Hui Lian merasa jemu lalu tubuhnya digerakkan, meloncat naik lagi ke atas genteng rumah. Dan rumah ini ia melihat ke sekeliling dan pada saat itulah ia melihat di bawah sinar bulan bayangan seorang laki-laki berlari cepat mengejar seorang wanita. Wanita itu pun pandai ilmu silat dan pandai pula berlari cepat. Hal ini mudah dilihat dan gerakannya ketika melarikan diri. Kebetulan sekali dua orang yang berkejaran itu berlari melewati dekat rumah di mana Hui Lian bersembunyi dan bulan bersinar terang. Ketika wanita itu lewat dekat rumah dan terkena cahaya lampu yang tergantung di situ, Hui Lian melihat bahwa yang melarikan diri adalah seorang gadis yang cantik. Sekelebat ia seperti pernah melihat wajah perempuan ini akan tetapi ia lupa lagi entah di mana dan bilamana. Kemudian menyusul pengejar gadis itu, dan Hui Lian berdebar, mukanya merah. Ternyata pemuda itu adalah pemuda yang tadi siang ia lihat bersama Tang Hwesio, yakni pemuda yang oleh Tang Hwesio disebut Wan Sin Hong.
"Gadis keji, jangan harap bisa terlepas dan tanganku...!" terdengar pemuda itu berseru dan kini larinya cepat sekali. Dengan beberapa lompatan saja ia telah menyusul gadis yang lari di depannya.
Gadis itu tiba tiba membalikkan tubuh menyerang dengan pukulan yang tidak boleh dipandang ringan. Akan tetapi tanpa mempedulikan jatuhnya pukulan pada tubuhnya, pemuda itu mengulur tagan dan di lain saat gadis itu telah roboh dengan tubuh lemas! Ketika pemuda Itu membungkuk hendak mengangkat tubuh gadis yang sudah tak berdaya tiba-tiba terdengar bentakan di belakangnya.
"Bangsat tak tahu malu, kau memang harus mampus!" Sebatang pedang meyambar cepat sekali ke arah punggungnya.

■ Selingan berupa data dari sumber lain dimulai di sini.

PR #1549, opened 2026-04-13
perf(lxl-web/xl.ts): Memoize getVocabLabel()

olovy:
It is static in the context of vocab.

search results/facets before, bottom-up
Skärmbild från 2026-04-13 17-05-41

### DIFF
--- a/lxl-web/src/lib/utils/xl.ts
+++ b/lxl-web/src/lib/utils/xl.ts
@@ -39,10 +39,20 @@ export class VocabUtil {
 	//vocabId: string
 	vocabIndex: Map;
 	context;
+	labelCache: Record<LangCode, Map>;
 
 	constructor(vocab: VocabData, context: ContextData) {
 		this.context = lxljsVocab.preprocessContext(context)[JsonLd.CONTEXT];
 		this.vocabIndex = lxljsVocab.preprocessVocab(vocab);
+		this.labelCache = {};
+	}
+
+	getLabelCache(locale: LangCode) {
+		if (this.labelCache[locale] == undefined) {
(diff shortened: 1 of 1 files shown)


lxl-web/src/lib/utils/xl.ts
```diff
@@ -730,12 +740,19 @@ class Formatter {
...
+		}
+
 		try {
-			return toLabel(
+			const label = toLabel(
 				this.displayDecorate(
 					this.displayUtil.applyLensOrdered(this.vocabUtil.getDefinition(vocabName), LensType.None)
 				)
 			);
+			cache.set(vocabName, label);
```
johanbissemattsson: Should we save it to the cache even if the label doesn't exist? Quite alot of repeated `[] => undefined` are currently present in the cache. Or is it worthwhile for the performance improvements?

Image

johanbissemattsson (commented):
🌟 Looks good but see the comment about saving undefined labels.

The label cache could also be be useful for the client to achieve instant pills when adding qualifiers (but that can be the scope of another PR).

lxl-web/src/lib/utils/xl.ts
olovy: Good catch!
Fixed in [1412bfe](https://github.com/libris/lxlviewer/pull/1549/commits/1412bfec8893af2adbc8ca85f6699e4d7abc436f)

olovy: > Should we save it to the cache even if the label doesn't exist?

Yes we don't want to recompute it. The number of different values for the `vocabName` argument is finite and quite small.

johanbissemattsson (approved):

Hui Lian sudah memastikan bahwa pedangnya tentu akan merobohkan lawan, karena selain kedudukan pemuda itu selang sukar dan kepalang, juga serangannya itu merupakan serangan dari jurus ilmu Silat Pak-kek Sin-ciang yang terlihai. Akan tetapi hebat sekali pemuda itu. Biarpun ia juga terkejut sekali melihat datangnya serangan yang luar biasa cepat dan berbahayanya, namun sekali mengelak secara otomatis dan tangannya masih juga dapat menyambar tubuh gadis yang telah pingsan dan dikempitnya. Akan tetapi, ketika pemuda itu membalikkan tubuh untuk melihat siapa yang menyerangnya, ia nampak gugup sekali.
"Kau... Nona..." Dan tak terasa pula tubuh gadis yang dikempitnya diletakkan kembali ke atas tanah.

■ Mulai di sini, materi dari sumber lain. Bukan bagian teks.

PR #304, opened 2021-01-16
added coronavirus module

Kuuhhl:
This plugin adds a widget to polybar that shows the current number of infections in the specified area.
I also implemented a cache-file to be able to compare numbers and add an arrow. It is also used if the the internet doesn't work. 
I tried adding command-line arguments for most things to make the script easier to customize.


x70b1:
Done.

PR #308, opened 2021-01-29
system-bluetooth-bluetoothctl: Remove pipe

MTBorg:
Replaces a pipe into a "`while read`"-statement with a simple for loop.
This has the advantage that a new subshell is not created because of the pipe, meaning the counter variable can be used outside of the loop. Also, i'd argue it's easier to read.


x70b1 (approved):
Thats right. It works as long as there is no space in the device.
But that should not be the case here.

Good catch!

PR #311, opened 2021-02-04
Add info-nicehash module

theblazehen:


x70b1 (commented):
Thanks for this PR!

PR #313, opened 2021-02-22
add player-mpris-scroll

xxyangyoulin:


x70b1:
Thanks for this PR @xxyangyoulin 

As we have already `player-mpris-tail` based on python and `player-mpris-simple` based on playerctl I dont warn to pull this script.

PR #317, opened 2021-03-29
mic-volume script

AggamR:
I made a mic-volume script to show the volume of the mic, and a polybag module for it (obviously).


AggamR:
Found a more efficient solution, will make a req

PR #318, opened 2021-03-29
mic-vol module

AggamR:
I've made this module to see the volume of the mic. no need for an external shell script as well!


x70b1:
Well its an one liner. That is too little to keep it here.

Hui Lian tidak mau peduli akan sikap yang aneh dari pemuda ini. Ia merasa penasaran karena tadi serangan yang sudah begitu pasti ternyata menemui tempat kosong. Dengan gemas lalu menubruk maju menyerang dengan pedangnya, mengeluarkan ilmu pedangnya yang paling sulit dan lihai karena ia maklum bahwa ia menghadapi seorang lawan lihai.
"Jangan serang aku... jangan kau ikut membenciku..." pemuda itu mengelak kesana ke mari sambil mengeluh.

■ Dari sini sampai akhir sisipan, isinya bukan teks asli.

PR #321, opened 2021-04-26
Added support for multi monitor setups to herbstluftwm workspace info

fanginoort:
This adds support for using the info-hlwm-workspaces.sh script on a multi monitor setup.

It expects MONITOR environment variable to be set for each instance of polybar. If the MONITOR variable is not set this will still be working, however there will be no distinction between the different monitors.
This enables formatting the tags considering whether the current monitor is focused or not.

Also if one clicks on one of the tags in polybar, the script will ensure that the monitor is focused where the user clicked the tag. This prevents the effect that if one clicks a tag on an unfocused monitor, the tag will change on the other, focused monitor. This is eventually unexpected behaviour.

### DIFF
--- a/polybar-scripts/info-hlwm-workspaces/info-hlwm-workspaces.sh
+++ b/polybar-scripts/info-hlwm-workspaces/info-hlwm-workspaces.sh
@@ -18,26 +18,33 @@ herbstclient --idle "tag_*" 2>/dev/null | {
             for i in "${tags[@]}" ; do
                 # Read the prefix from each tag and render them according to that prefix
                 case ${i:0:1} in
-                    '#')
-                        # the tag is viewed on the bar's monitor and is focused
-                        # TODO Add your formatting tags for focused workspaces
-                        ;;
-                    '+')
-                        # the tag is viewed on the bar's monitor, but is not focused
-                        # TODO Add your formatting tags for viewed but unfocused tags
-                        ;;
-                    '!')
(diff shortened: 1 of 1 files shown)


polybar-scripts/info-hlwm-workspaces/info-hlwm-workspaces.sh
```diff
@@ -1,40 +1,51 @@
...
         {
             for i in "${tags[@]}" ; do
                 # Read the prefix from each tag and render them according to that prefix
                 case ${i:0:1} in
                     '#')
-                        # the tag is viewed on the focused monitor
+                        # the tag is viewed on the bar's monitor and is focused
                         # TODO Add your formatting tags for focused workspaces
                         ;;
-                    ':')
```
x70b1, line 16: Why do you replace the existing cases instead of creating new ones?

patrick96 (changes requested):
It would probably be a good idea to have a case for each state prefix instead of replacing some of the cases from before.

Otherwise this looks good :)

patrick96:
Seems x70b1 was slightly faster :wink:

fanginoort:
I tried to change as little as possible, which however wasn't the smartest thing after all.
The new commit now includes one case for each state prefix with the comments comming right from herbstluftwm's documentation :)

patrick96 (approved):
LGTM!

x70b1:
Thanks @fanginoort !

PR #326, opened 2021-05-12
Add Info-Podman script

RealStickman:
This PR adds a script similar to info-docker for podman.  
This script assumes that podman is being used in rootless mode (as explained in the README).


x70b1 (approved):
Nice, thanks!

Siapakah pemuda ini? Memang bukan lain dia adalah Wan Sin Hong sendiri! Seperti telah diketahui, Sin Hong merasa penasaran dan juga gemas sekali karena namanya dirusak orang. Di mana-mana terdengar perbuatan-perbuatan jahat yang katanya dilakukan oleh Wan Sin Hong, atau berarti olehnya! Oleh karena itu ia menggerahkan seluruh perhatian untuk menyelidiki persoalan ganjil ini. Sampai jauh ia merantau dan akhirnya ia melihat gadis yang dulu mengaku telah diganggu! Setelah Wan Sin Hong bertemu dengan Tang Hwesio dan Go Hui Lian kemudian dikeroyoknya, Sin Hong melarikan diri dengan hati berduka sekali.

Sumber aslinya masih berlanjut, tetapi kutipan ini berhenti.